PR #489, opened 2026-05-17
make id in blogposts cms link to the public page

### LINKED ISSUE #484: [DEV] blogpost CMS: id column needs a hyperlink to the public page
**Location**

frontend -> cms -> blogpost

____

**Description**

The id's in the id column should link to the public page: e.g. `/blog/post/:id`.
____

**Sources**

noahvsb:
**Issue(s)**

#484 
____

**Description**

Did the issue and also added a test file for the composable.

____

**Sources**

### DIFF
--- a/frontend/src/composables/useCmsBlogPostGrid.ts
+++ b/frontend/src/composables/useCmsBlogPostGrid.ts
@@ -67,6 +67,8 @@ export function useCmsBlogPostGrid(options: {
       field: "id",
       minWidth: 50,
       maxWidth: 100,
+      cellRenderer: (params: { value: number }) =>
+        `<a href="/blog/post/${params.value}" class="text-ink-primary underline hover:text-ink-secondary transition-colors">${params.value}</a>`,
     },
     {
       headerName: options.t("cms.columns.title"),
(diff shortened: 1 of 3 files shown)


frontend/src/composables/useCmsBlogPostGrid.ts
```diff
@@ -67,6 +67,8 @@ export function useCmsBlogPostGrid(options: {
       field: "id",
       minWidth: 50,
       maxWidth: 100,
+      cellRenderer: (params: { value: number }) =>
+        `<a href="/blog/post/${params.value}" class="text-ink-primary underline hover:text-ink-secondary transition-colors">${params.value}</a>`,
```
Simon-VdB: the link is missing the language prefix and will not resolve.

Simon-VdB: A raw <a href> triggers a full page reload instead of a router transition. Two reasonable fixes:

Resolve the URL via router.resolve({ name: RouteNames.BLOG_POST_DETAIL, params: { lang, id } }).href and keep using <a> (still full reload, but at least correct).
Better: use AG Grid's custom-cell-renderer component pattern with <RouterLink> (similar to how useCmsProductionGrid.ts uses a component-style renderer for media.

Simon-VdB (changes requested):
Some blocking issues, sorry

frontend/src/composables/useCmsBlogPostGrid.ts
noahvsb: With the target being _blank, I'm guessing it triggers a full page load anyway. So I won't fix this.

Simon-VdB (approved):
Great thank you.

PR #492, opened 2026-05-18
normalize production detail HTML and trim excessive breaks

lucasodb:
**Issue(s)**

____

**Description**

Tightened how production detail text is normalized and how it is styled. In `parsers.ts`, parseAndSanitizeContent now caps long runs of literal newlines, collapses excessive \<br> chains, strips trailing \<br> before \</p> (so breaks don’t stack with block margins), minifies newline-only whitespace between HTML tags, and converts plain (non-HTML) copy into safe \<p> / \<br /> HTML before sanitizing. 
In `DetailsSection.vue`, rich blocks use a shared layout: wrapper white-space: normal (so inter-tag newlines don’t fake extra gaps), pre-line only on p/li for in-flow line breaks, explicit margins for paragraphs, lists, and \<hr> (Preflight had removed default spacing outside .prose), plus description_2 aligned with the same pattern as the main body. Together this removes exaggerated empty bands from CMS noise while keeping intentional paragraph and section rhythm.

Some examples:

Before:
image
image
After:
image
image

____

**Sources**


noahvsb (approved):
Nice, the detail page looks way cleaner now 👍

PR #493, opened 2026-05-18
append viernulvier url to cms_files media paths that don't have it

lucasodb:
**Issue(s)**

____

**Description**

In the description and info fields, there are often sponsor logo's and other images shown, which are just a viernulvier url, that looks like  `https://www.viernulvier.gent/cms_files/Image/...`. Often though, the viernulvier prefix is left out, and the paths are just `/cms_files/Image/...`, which of course still works on the viernulvier website, but not on ours. 
The html for the detail fields is now first scanned to see if there are local image paths, and if so, `https://www.viernulvier.gent` gets appended, so the image still gets loaded. 

____

**Sources**


Acher0s (dismissed):

noahvsb:
@lucasodb merge conflicts.

noahvsb (approved):
Nice improvement.

PR #494, opened 2026-05-18
add codecov.yml config to fix issue + general improvements

noahvsb:
**Issue(s)**

Validation of #493 won't fail now

____

**Description**

- Made codecov not do the validation.
- Added flags for frontend and backend so the coverage is split up between both

____

**Sources**

### DIFF
--- a/.github/codecov.yml
+++ b/.github/codecov.yml
@@ -1,0 +1,15 @@
+coverage:
+  status:
+    project: off
+    patch: off
+
+comment: false
+
+flags:
+  frontend:
+    paths:
+      - frontend/
+
+  backend:
+    paths:
+      - backend/
--- a/.github/workflows/pr-staging.yml
+++ b/.github/workflows/pr-staging.yml
@@ -59,6 +59,8 @@ jobs:
         uses: codecov/codecov-action@v5
         with:
           token: ${{ secrets.CODECOV_TOKEN }}
+          flags: ${{ matrix.project }}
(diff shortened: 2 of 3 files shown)


noahvsb:
image

.github/codecov.yml
Ikerstreamer, line 1: When I run 
```
curl --data-binary .github/codecov.yml https://codecov.io/validate
```
I do not get a 200 response code. In codecovs docs it says this url should validate the yml file.

https://docs.codecov.com/docs/codecov-yaml

Ikerstreamer: Never user error.

```
curl -X POST --data-binary @.github/codecov.yml https://codecov.io/validate
Valid!

{
  "coverage": {
    "status": {
      "project": false,
      "patch": false
    }
  },
  "comment": false,
  "flags": {
    "frontend": {
      "paths": [
        "^frontend/.*"
      ]
    },
    "backend": {
      "paths": [
        "^backend/.*"
      ]
    }
  }
}
```

It seems to validate succesfully.

Ikerstreamer (approved):
On the [site](https://app.codecov.io/gh/SELab-2/viernulvier-1/flags/fix%2Fnavbar-overlap-on-half-screen) it states that flag analytics is disabled which sounds problematic since we are splitting up the analysis by flags.

Im gonna mark this as approaved as it seems the code changes are sound and it might be a config issue on the site.

PR #495, opened 2026-05-18
Fixed navbar overlap on half screen

### LINKED ISSUE #491: [BUG]
**Description**

Nav bar of the cms does not switch to hamburger menu in time since it has more text in the navbar in comparison to public part of the website.

____

**Environment**

I'm having this issue on brave when sizing down the screen.

**Sources**

Image

noahvsb:
**Issue(s)**

#491

____

**Description**

Fixed #491 by changing the requirements for the hamburger to appear from `sm` (640 px) to `lg` (1024 px).
The overlap would also be fixed with around 880 px, but I found the standardized 1024 px in the `DESIGN.md` and it gives us a bit more buffer when adding new links in the navbar.
____

**Sources**

### DIFF
--- a/frontend/src/assets/stylesheets/navbar.css
+++ b/frontend/src/assets/stylesheets/navbar.css
@@ -20,12 +20,12 @@
 
 /* ===== NAV LEFT ===== */
 .nav-left { @apply flex items-center; }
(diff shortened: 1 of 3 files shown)


willemDC-Info (approved):
Small and simple fix. Looks nice on all pages so this can be merged to staging.

PR #497, opened 2026-05-18
Small fixes blogpost detail

trherber:
…lback

**Issue(s)**

____

**Description**

The blog post detail page now uses the notFound component for consistent not found states across the application. Additionally, when a language map contained an empty string, that empty value was previously displayed. It now falls back to the first available non-empty translation instead.
____

**Sources**


lucasodb (approved):
Good job.

PR #499, opened 2026-05-18
loading states

trherber:
**Issue(s)**

____

**Description**

I created pulsing placeholders (skeleton states) for the production cards that are shown while the productions are loading.

The skeleton state is only used on the initial page load. For filter changes skeletons caused too much flicker so I switched to a lighter loading state where existing productions are slightly faded to indicate new data is loading without a disruptive visual change.

This is just an enhancement idea, if it’s not an improvement we can leave it out. I do think it’s useful though that the productions become slightly transparent while loading, so there’s a clear visual cue that the page is updating and not stuck.

Note:
I already had an open PR for this, but because of merge conflicts I started over from staging.

____

**Sources**


lucasodb (approved):
Good job, you adapted the skeletons well to the current layout, this is good feedback for users that the page is loading.

Issue #503, opened 2026-05-18
[DEV] Make the title, supertitle and artist colums use the md editor.


Ikerstreamer:
**Location**

In `CmsProductionTab.vue` we need to change how these columns are handeld.
____

**Description**

The columns should use a md editor when editing just like the descriptions.

PR #504, opened 2026-05-18
Feat/cms production markdown editors

Ikerstreamer:
**Issue(s)**

#503

____

**Description**

Make the fields Title, Supertitle and artist all be md fields with all 3 possible languages.


frontend/src/components/admin/cms/productions/CmsProductionsTab.vue
```diff
@@ -897,6 +900,7 @@ function closeBulkEditConfirm(): void {
 }
 
 async function confirmBulkEdit(): Promise<void> {
+  console.log(pendingBulkEditAction);
```
Simon-VdB: This shouldn't be in production code...

noahvsb (changes requested):
Set `editable: false` in the useCmsProductionsGrid.ts composable

Simon-VdB (changes requested):
Image

Whenever I double click a cell to do inline editing, it also opens the side panel (on the first click). This is really annoying. I would like to be able to choose between inline edit: double click, OR side panel edit: single click. But NOT both.
Also the inline edit is now broken: when i edit a cell and hit enter, it shows the new version, but when I refresh, it goes back to the old version, indicating that it's not being saved. 

Also the bulk edit doesn't work anymore. I select 2 rows, I do single click on artist cel. I change somthing, I click save, I get a bulk edit confirmation modal, but then when I click continue, it doesn't save the changes, nothing happens to the db, even though I get a green confirmation message. This is maybe due to an issue in `applyTransactionAsync`?

Al

noahvsb:
> Whenever I double click a cell to do inline editing, it also opens the side panel (on the first click). This is really annoying. I would like to be able to choose between inline edit: double click, OR side panel edit: single click. But NOT both. Also the inline edit is now broken: when i edit a cell and hit enter, it shows the new version, but when I refresh, it goes back to the old version, indicating that it's not being saved.

This has been discussed in the discord, it's a good idea to have single click do the inline editing and double click do the popup. But for consistency we would also have to change it for the other tabs, which we don't have time for. Just setting `editable: false` is the fix here.

Simon-VdB (approved):

noahvsb (approved):

PR #505, opened 2026-05-19
don't show empty banner when production has no media

### LINKED ISSUE #418: [DEV] Don't display banner when there is no media
When a production has no media, a default blank banner is displayed. This doesn't look good, especially now that we use the cards to display production info, so a better solution should be found for this.

lucasodb:
**Issue(s)**

Closes #418 

____

**Description**

Before:
image

After:
image

____

**Sources**


noahvsb (approved):
Looks good and code is clean.

PR #506, opened 2026-05-19
add url query for the selected view

lucasodb:
**Issue(s)**

____

**Description**

There is now a `?view=` query added to the url, which saves the layout of the productions page. List is still the default, so only for grid will `?view=grid` be visible in the url. 

Another completely unrelated change, but a bit dumb to make a pr for this; added padding above the first row of productions cards in grid view, because they otherwise sit too close to the collapsed genre row (list cards sat at same distance, but these have padding on top within the cards themselves, which makes it look like there is more space between).

____

**Sources**


willemDC-Info (approved):
It is a nice and small feature and fix. All looks well and seems to work well on different window sizes.
Well Done!!

PR #509, opened 2026-05-19
Fix dark mode contrast on CMS buttons + Cancel label on bulk-edit modal

Simon-VdB:
**Issue(s)**

Closes #507
Closes #508

____

**Description**

Two small UI fixes in the CMS:

1. **Dark mode contrast** (#507) — Primary CMS buttons (`Yes, update`, `Add`, `Save`, language pills, ...) used `bg-surface-inv text-ink-on-inv`. In dark mode `--surface-inv` resolves to `#1C1A17` which is **identical to** `--surface-0` (the page background), so the buttons were invisible. Swapped to `bg-accent-dark text-surface-0 hover:bg-accent-dark-hover` — the same pattern already used in `ChangePasswordModal.vue`. The `--accent-dark` token swaps properly per theme (dark in light mode, light in dark mode), giving high contrast in both.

Task brief:
Above is a listing; print exactly its lines from the one with "frontend -> cms -> blogpost" through the one with "Simon-VdB: the link", and no other lines.

Written reply:
frontend -> cms -> blogpost

____

**Description**

The id's in the id column should link to the public page: e.g. `/blog/post/:id`.
____

**Sources**

noahvsb:
**Issue(s)**

#484 
____

**Description**

Did the issue and also added a test file for the composable.

____

**Sources**

### DIFF
--- a/frontend/src/composables/useCmsBlogPostGrid.ts
+++ b/frontend/src/composables/useCmsBlogPostGrid.ts
@@ -67,6 +67,8 @@ export function useCmsBlogPostGrid(options: {
       field: "id",
       minWidth: 50,
       maxWidth: 100,
+      cellRenderer: (params: { value: number }) =>
+        `<a href="/blog/post/${params.value}" class="text-ink-primary underline hover:text-ink-secondary transition-colors">${params.value}</a>`,
     },
     {
       headerName: options.t("cms.columns.title"),
(diff shortened: 1 of 3 files shown)


frontend/src/composables/useCmsBlogPostGrid.ts
```diff
@@ -67,6 +67,8 @@ export function useCmsBlogPostGrid(options: {
       field: "id",
       minWidth: 50,
       maxWidth: 100,
+      cellRenderer: (params: { value: number }) =>
+        `<a href="/blog/post/${params.value}" class="text-ink-primary underline hover:text-ink-secondary transition-colors">${params.value}</a>`,
```
Simon-VdB: the link is missing the language prefix and will not resolve.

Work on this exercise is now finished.